Cost Function (complicated graphs)

473 Views Asked by At

I've been starting to learn Machine Learning, and I've got stuck on quite a complicated graph. Here's function of parameters. How can I realize this graph? It's obvious, of course, that here's a function, but I can't understand how they have computed $\theta_1$? Usually I should divide y axis on x axis, but here I really don't get the point. Thanks in advance.

1

There are 1 best solutions below

1
On BEST ANSWER

Note: It will probably be hard for anyone (except perhaps for someone from the field of machine learning, that recognize the functions) to give a satisfactory answer to these questions, for a number of reasons:

  • We have no understanding of the underlying problem, e.g we do not know what the function $J(\theta_0, \theta_1)$ is.
  • We do not know how much or how little you do know of the problem, and it is not entirely clear what you have misunderstood (if anything).

I will make my best to give you an answer, as I at least think I know part of why you are confused. It will be some guessing on my part, and if not satisfactory, it might be a good aid for someone that knows more about machine learning to give an answer.

It looks to me that you are dealing with a gradient descent optimization algorithm of some sort. The plot that you refer to is not your usual plot of $J(\theta_0,\theta_1)$. As $J$ is a function of two varialbes, and I guess, not a vector valued function, it's graph is a surface. The circles you are seeing are the level curves of the function.

For a function $f(x,y)$, the level curves are what you get if you let $f(x,y)=c$, and then project $f(x,y)$ down into the $xy$-plane for different values of $c$, i.e each circle corresponds to a value for $c$. Think of the level curves on a map, where the surface of a mountain would represent the graph of a function of two variables. I think that the goal in this optimization is to minimize $J$. In your case the values of $\theta_0$, and $\theta_1$ that give the lowest cost, is thus the ones in the smallest, center circle, i.e at the bottom of the surface that is the graph of $J$.

EDIT: $\theta_0$ and $\theta_1$ are parameters that are probably updated in each step of the process, as you want to find the optimal value for the parameters, which, as I stated above, are the values that 'hits' the bottom of the graph of $J$. So for each update of $\theta_0,\theta_1$ you should get closer to the center of the smallest circle in that image.

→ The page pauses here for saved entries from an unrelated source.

PR #3108, opened 2026-07-31
fix: treat externally passed Vue props as used

### LINKED ISSUE #2062: "vue/no-unused-properties" work incorrect with useVModels from "@vueuse/core"
**Checklist**

- **ESLint version:** ^8.22.0
- **eslint-plugin-vue version:** ^9.3.0
- **Node version:** v16.17.1
- **Operating System:** macOS 13.0.1

```json5
/* eslint-env node */

module.exports = {
  root: true,
  'extends': [
    'plugin:vue/vue3-essential',
    'eslint:recommended',
    '@vue/eslint-config-typescript'
  ],
  parserOptions: {
    ecmaVersion: 'latest'
  },
  rules: {
    "vue/no-unused-properties": ["error", {
      "groups": ["setup", "props"],
    }]
  }
}

```

**What did you do?**	

```vue
<script lang="ts">
import { defineComponent } from 'vue'
import { useVModels } from '@vueuse/core'

  props: {
    msg: {
      type: String,
      required: true
    }
  },
  setup(props,{ emit }) {
    const {
      msg: msgModel
    } = useVModels(props, emit)

    return {
      msgModel
    }
  }
})
</script>
```

I expected no eslint errors, because I use msg props through useVModels

**What actually happened?**
image

https://github.com/galsim/no-unused-properties-use-v-models

raisulchowdhury:
## Summary

Treat props passed to functions outside the current file as potentially used.
This prevents `vue/no-unused-properties` from reporting false positives for
helpers such as `useVModels`, while retaining precise same-file analysis where
the callee can be traced.

Fixes #2062.

## Validation

- baseline false positives reproduced
- focused suite: 234 passing
- formatting and diff checks
- target lint still reports the two unchanged meta-schema errors present on
  the baseline branch

## AI assistance

AI assistance was used for investigation and drafting. I reviewed the property
reference contract and independently ran the focused validation, preserving
the pre-existing meta-schema errors in the report above.

### DIFF
--- a/.changeset/curvy-bars-vanish.md
+++ b/.changeset/curvy-bars-vanish.md
@@ -1,0 +1,5 @@
+---
+"eslint-plugin-vue": patch
+---
+
+Fix false positives in `vue/no-unused-properties` when props are passed to functions imported from another module.
--- a/lib/rules/no-unused-properties.ts
+++ b/lib/rules/no-unused-properties.ts
@@ -306,7 +306,9 @@ export default {
     ) {
       if (
         (property.groupName === 'props' &&
-          propertyReferencesForProps.hasProperty(property.name)) ||
+          propertyReferencesForProps.hasProperty(property.name, {
+            unknownCallAsAny: true
+          })) ||
         propertyReferences.hasProperty('$props')
       ) {
         // used props
--- a/tests/lib/rules/no-unused-properties.test.ts
+++ b/tests/lib/rules/no-unused-properties.test.ts
@@ -1541,6 +1541,95 @@ tester.run('no-unused-properties', rule, {
         </script>
       `
     },
+    // Props passed to a function whose implementation is outside this file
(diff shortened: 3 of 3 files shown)


.changeset/curvy-bars-vanish.md
```diff
@@ -0,0 +1,5 @@
+---
+"eslint-plugin-vue": patch
+---
+
+Fix false positives in `vue/no-unused-properties` when props are passed to functions imported from another module.
```
FloEdelmann, line 5: for consistency with other changelog entries:

```suggestion
Fixed false positives in `vue/no-unused-properties` when props are passed to functions imported from another module
```

FloEdelmann (commented):
I guess the change makes sense, but given we have test cases that explicitly mention those patterns as invalid, can you please research if the cases were already discussed somewhere?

Exactly how these are updated probably depends on the chosen algorithm of gradient descent. Remember, from analysis, that the gradient points in the direction of steepest ascent. Hence the name gradient descent in this case, as we want to find the bottom.

I recommend that you read up on linear regression and gradient descent, perhaps here, or here.

I hope I did not confuse you too much, and that you at least find this helpful. Sometimes it is hard to formulate a concise question. Hopefully you now have enough to reformulate it better, if you feel that you need any more help.